• _EXERCISE AIM_: The answer must be every line of the records below that contains the word "Alert", copied out.

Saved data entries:

------------------------------------------------------------

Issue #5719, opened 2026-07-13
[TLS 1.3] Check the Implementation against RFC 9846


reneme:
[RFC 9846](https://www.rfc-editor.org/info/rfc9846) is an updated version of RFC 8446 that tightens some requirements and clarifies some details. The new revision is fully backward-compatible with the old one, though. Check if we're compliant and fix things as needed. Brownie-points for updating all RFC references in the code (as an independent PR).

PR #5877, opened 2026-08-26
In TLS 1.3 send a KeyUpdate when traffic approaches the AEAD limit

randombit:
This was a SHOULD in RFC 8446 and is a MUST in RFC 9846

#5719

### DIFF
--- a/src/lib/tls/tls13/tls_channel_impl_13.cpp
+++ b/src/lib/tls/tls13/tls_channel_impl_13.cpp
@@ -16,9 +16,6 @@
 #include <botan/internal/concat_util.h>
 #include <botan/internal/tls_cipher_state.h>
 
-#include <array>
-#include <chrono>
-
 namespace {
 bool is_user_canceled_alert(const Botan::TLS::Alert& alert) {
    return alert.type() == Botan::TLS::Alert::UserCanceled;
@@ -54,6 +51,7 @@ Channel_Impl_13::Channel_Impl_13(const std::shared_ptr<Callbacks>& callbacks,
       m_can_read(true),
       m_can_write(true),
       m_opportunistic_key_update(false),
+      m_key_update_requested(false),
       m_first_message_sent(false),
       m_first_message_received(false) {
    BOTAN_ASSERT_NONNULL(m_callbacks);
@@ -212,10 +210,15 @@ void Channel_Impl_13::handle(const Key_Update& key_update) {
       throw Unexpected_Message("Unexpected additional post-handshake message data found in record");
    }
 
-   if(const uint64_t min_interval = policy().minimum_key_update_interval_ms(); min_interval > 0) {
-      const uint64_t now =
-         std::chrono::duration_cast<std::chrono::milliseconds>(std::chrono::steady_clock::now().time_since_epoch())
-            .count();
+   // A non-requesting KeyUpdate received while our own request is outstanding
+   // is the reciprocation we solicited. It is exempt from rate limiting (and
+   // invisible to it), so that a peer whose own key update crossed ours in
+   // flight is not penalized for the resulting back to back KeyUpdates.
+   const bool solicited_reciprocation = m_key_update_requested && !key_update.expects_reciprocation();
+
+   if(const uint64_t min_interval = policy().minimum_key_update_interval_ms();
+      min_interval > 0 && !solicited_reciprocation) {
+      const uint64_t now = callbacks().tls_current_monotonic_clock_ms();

------------------------------------------------------------

• _WRITTEN SOLUTION_:
 bool is_user_canceled_alert(const Botan::TLS::Alert& alert) {
    return alert.type() == Botan::TLS::Alert::UserCanceled;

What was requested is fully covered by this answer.